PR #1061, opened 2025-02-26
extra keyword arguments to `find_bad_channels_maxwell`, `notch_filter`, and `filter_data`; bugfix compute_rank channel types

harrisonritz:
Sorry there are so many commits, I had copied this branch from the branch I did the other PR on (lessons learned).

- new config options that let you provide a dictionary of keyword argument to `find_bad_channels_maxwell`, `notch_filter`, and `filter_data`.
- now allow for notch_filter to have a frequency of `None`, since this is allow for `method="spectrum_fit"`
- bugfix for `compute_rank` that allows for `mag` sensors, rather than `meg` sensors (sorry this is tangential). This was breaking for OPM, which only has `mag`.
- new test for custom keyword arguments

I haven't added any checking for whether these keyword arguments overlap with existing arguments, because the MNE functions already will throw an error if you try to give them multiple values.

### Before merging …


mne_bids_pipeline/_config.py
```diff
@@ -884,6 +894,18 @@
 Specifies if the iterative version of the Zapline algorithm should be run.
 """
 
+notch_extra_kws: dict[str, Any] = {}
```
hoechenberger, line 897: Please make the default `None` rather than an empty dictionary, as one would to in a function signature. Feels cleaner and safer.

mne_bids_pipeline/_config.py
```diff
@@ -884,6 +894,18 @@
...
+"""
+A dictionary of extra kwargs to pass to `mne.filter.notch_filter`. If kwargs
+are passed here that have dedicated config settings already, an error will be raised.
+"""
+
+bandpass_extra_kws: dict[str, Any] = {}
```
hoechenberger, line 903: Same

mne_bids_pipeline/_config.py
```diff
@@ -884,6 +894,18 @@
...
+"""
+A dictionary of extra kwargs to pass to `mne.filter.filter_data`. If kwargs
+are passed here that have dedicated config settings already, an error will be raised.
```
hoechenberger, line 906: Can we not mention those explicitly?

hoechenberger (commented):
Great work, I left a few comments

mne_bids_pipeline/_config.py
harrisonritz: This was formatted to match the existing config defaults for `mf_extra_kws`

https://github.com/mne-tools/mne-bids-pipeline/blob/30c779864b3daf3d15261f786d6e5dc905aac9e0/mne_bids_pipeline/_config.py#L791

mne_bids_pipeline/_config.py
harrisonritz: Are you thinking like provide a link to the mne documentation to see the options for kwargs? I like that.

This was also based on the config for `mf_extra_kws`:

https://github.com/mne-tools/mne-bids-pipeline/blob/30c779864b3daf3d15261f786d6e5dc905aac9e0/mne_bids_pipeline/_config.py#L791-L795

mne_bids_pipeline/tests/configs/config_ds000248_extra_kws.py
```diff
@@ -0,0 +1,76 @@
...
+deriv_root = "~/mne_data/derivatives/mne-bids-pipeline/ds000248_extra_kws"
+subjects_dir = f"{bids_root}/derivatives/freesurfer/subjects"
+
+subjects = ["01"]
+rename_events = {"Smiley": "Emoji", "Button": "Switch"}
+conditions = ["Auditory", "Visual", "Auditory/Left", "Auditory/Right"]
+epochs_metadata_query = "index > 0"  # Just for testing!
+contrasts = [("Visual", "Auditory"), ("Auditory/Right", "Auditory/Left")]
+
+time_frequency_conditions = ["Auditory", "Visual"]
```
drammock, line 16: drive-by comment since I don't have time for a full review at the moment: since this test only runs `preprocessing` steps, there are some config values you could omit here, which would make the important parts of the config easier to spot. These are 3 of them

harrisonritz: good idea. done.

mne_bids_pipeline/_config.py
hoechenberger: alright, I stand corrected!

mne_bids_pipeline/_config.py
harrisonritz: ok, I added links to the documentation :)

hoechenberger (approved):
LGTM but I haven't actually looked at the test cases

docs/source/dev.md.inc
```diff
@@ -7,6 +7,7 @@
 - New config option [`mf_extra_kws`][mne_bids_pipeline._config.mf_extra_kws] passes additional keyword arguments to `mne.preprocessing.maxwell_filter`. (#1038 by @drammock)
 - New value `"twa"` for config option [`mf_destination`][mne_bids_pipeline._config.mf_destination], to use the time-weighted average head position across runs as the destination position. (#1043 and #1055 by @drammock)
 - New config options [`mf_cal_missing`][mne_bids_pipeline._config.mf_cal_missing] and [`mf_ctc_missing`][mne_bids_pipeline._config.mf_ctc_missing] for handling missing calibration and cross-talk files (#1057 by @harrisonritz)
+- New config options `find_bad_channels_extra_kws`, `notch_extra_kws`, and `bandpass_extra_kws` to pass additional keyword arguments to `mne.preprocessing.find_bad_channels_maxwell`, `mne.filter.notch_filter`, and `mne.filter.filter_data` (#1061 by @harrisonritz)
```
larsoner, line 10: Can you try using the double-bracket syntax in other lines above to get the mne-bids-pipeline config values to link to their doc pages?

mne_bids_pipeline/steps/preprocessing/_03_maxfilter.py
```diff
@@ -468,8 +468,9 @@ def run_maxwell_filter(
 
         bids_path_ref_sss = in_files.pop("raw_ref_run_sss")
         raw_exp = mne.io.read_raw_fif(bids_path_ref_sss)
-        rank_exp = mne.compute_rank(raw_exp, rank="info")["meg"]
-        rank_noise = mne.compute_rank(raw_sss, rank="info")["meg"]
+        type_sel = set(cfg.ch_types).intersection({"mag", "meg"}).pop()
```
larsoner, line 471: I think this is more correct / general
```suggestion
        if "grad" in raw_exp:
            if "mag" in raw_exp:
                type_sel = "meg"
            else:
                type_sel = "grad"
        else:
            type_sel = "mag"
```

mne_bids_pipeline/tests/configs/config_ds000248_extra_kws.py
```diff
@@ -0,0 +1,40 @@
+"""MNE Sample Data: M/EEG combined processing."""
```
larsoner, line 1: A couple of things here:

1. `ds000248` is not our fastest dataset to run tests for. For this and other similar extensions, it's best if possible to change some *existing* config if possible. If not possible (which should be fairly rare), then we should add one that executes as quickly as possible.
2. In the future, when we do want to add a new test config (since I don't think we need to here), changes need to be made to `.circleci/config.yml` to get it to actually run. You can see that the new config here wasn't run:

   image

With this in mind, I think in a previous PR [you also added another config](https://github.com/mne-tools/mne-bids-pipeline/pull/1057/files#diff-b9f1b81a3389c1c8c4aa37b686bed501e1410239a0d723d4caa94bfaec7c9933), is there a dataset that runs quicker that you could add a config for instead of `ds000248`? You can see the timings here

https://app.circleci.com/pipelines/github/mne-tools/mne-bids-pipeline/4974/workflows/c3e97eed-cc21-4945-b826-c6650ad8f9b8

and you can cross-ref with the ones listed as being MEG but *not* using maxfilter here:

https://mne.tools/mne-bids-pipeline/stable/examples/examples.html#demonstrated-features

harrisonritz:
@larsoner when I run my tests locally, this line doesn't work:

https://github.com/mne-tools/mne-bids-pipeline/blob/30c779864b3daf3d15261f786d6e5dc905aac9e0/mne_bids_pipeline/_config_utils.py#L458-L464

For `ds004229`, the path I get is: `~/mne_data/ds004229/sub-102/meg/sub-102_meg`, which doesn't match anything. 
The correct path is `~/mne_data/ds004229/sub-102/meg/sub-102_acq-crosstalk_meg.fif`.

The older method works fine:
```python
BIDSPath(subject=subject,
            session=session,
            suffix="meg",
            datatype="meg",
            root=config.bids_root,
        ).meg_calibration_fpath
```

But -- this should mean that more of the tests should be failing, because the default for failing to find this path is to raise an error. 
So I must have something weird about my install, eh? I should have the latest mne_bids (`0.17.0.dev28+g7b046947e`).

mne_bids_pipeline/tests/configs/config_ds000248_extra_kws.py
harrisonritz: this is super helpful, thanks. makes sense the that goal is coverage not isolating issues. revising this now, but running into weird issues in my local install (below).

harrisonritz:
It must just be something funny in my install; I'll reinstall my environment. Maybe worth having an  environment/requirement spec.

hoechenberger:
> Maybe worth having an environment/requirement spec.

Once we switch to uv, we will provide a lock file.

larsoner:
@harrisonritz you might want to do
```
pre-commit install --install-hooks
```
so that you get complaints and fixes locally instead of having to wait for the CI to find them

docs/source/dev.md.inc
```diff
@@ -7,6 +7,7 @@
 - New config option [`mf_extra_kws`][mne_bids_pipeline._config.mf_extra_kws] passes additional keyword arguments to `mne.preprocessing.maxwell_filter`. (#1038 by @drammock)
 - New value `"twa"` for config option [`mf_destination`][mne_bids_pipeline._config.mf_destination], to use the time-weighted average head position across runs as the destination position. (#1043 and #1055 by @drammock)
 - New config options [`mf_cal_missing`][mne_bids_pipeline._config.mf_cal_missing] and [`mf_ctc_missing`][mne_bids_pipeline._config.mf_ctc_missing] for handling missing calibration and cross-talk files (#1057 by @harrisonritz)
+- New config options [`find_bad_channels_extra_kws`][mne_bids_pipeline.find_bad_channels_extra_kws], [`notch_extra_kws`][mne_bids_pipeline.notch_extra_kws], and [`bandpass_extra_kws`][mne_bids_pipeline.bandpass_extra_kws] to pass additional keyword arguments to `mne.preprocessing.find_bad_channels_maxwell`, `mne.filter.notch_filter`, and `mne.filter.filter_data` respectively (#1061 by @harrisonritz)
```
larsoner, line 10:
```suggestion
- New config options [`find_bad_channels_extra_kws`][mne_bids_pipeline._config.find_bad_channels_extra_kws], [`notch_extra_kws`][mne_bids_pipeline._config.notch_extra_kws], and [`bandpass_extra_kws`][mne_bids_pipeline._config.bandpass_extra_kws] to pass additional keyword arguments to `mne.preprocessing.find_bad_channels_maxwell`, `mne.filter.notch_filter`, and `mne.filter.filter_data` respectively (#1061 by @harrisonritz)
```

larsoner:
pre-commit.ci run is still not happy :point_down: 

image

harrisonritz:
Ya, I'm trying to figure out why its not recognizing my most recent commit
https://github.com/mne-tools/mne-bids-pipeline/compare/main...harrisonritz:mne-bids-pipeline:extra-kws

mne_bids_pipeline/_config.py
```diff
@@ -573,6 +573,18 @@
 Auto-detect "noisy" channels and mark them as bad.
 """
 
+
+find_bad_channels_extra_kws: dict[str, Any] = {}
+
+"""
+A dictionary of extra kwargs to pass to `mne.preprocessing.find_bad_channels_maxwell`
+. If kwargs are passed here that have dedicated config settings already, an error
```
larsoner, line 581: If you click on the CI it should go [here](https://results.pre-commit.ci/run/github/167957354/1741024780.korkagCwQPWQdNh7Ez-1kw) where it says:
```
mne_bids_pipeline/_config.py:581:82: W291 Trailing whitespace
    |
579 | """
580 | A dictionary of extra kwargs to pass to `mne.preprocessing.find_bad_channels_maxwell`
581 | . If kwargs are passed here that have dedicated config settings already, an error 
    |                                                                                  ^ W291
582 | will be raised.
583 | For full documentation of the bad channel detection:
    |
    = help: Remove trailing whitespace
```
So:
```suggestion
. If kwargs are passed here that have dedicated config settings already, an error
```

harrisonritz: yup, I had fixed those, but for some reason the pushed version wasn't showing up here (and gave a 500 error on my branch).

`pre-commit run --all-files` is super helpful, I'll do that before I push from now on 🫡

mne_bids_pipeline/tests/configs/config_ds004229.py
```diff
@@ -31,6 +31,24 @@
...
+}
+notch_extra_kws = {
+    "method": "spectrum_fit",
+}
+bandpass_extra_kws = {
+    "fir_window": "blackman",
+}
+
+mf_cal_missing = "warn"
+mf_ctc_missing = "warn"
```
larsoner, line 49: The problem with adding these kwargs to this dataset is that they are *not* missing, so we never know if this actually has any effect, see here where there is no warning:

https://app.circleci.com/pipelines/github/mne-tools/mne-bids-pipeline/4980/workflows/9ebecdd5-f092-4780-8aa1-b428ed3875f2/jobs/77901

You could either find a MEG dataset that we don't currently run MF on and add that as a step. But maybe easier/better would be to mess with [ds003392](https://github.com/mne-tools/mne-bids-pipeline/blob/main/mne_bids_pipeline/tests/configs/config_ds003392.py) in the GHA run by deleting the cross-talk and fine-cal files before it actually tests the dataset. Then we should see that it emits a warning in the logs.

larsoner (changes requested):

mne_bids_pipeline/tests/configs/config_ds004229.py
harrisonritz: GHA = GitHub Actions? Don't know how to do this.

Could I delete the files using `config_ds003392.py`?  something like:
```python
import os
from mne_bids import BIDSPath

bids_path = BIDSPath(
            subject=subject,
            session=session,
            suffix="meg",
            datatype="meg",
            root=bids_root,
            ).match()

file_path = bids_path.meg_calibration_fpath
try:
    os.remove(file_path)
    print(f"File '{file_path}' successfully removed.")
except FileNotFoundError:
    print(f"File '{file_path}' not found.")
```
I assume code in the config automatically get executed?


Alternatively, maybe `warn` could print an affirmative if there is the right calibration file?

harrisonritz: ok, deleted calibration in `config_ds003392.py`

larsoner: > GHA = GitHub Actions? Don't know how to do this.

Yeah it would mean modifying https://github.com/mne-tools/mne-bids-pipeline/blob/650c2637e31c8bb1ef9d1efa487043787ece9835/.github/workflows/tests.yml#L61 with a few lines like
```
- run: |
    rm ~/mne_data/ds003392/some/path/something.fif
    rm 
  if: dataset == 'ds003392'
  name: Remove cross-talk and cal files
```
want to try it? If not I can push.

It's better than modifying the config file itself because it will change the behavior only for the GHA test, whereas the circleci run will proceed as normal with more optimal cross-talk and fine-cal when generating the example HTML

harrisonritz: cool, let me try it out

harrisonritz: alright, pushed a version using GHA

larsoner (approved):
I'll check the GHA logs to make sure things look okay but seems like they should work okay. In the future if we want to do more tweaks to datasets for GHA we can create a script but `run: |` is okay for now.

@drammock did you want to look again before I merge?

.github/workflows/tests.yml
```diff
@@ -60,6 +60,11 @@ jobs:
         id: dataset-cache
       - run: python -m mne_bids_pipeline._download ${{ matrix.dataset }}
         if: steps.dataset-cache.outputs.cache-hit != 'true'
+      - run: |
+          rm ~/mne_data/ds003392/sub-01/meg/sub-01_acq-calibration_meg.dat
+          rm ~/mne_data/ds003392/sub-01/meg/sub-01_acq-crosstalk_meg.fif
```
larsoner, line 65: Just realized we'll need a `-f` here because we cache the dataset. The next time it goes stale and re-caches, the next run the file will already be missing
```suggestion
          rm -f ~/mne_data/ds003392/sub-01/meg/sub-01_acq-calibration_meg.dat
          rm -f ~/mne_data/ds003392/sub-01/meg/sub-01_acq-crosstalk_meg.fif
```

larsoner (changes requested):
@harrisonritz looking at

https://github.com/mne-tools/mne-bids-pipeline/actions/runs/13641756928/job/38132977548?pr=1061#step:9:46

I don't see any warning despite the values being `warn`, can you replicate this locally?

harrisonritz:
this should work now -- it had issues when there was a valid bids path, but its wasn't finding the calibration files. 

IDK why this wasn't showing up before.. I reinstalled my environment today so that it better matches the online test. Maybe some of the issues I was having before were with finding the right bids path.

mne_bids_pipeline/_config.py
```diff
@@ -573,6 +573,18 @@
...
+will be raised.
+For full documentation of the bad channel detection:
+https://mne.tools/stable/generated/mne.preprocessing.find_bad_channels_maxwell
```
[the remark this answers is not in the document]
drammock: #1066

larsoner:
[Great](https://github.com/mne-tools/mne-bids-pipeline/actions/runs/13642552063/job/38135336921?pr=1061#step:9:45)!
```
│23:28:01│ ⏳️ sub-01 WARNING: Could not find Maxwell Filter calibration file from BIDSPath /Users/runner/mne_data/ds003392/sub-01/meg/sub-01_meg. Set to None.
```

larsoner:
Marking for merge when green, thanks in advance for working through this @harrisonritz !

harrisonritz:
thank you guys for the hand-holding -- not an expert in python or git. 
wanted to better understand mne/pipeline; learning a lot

★ ★ ★ ★ ★ ★ ★

• **What the task requires**:
Whenever a line in the entries holds the word "those", copy that line.

• **Task output**:
hoechenberger, line 906: Can we not mention those explicitly?
harrisonritz: yup, I had fixed those, but for some reason the pushed version wasn't showing up here (and gave a 500 error on my branch).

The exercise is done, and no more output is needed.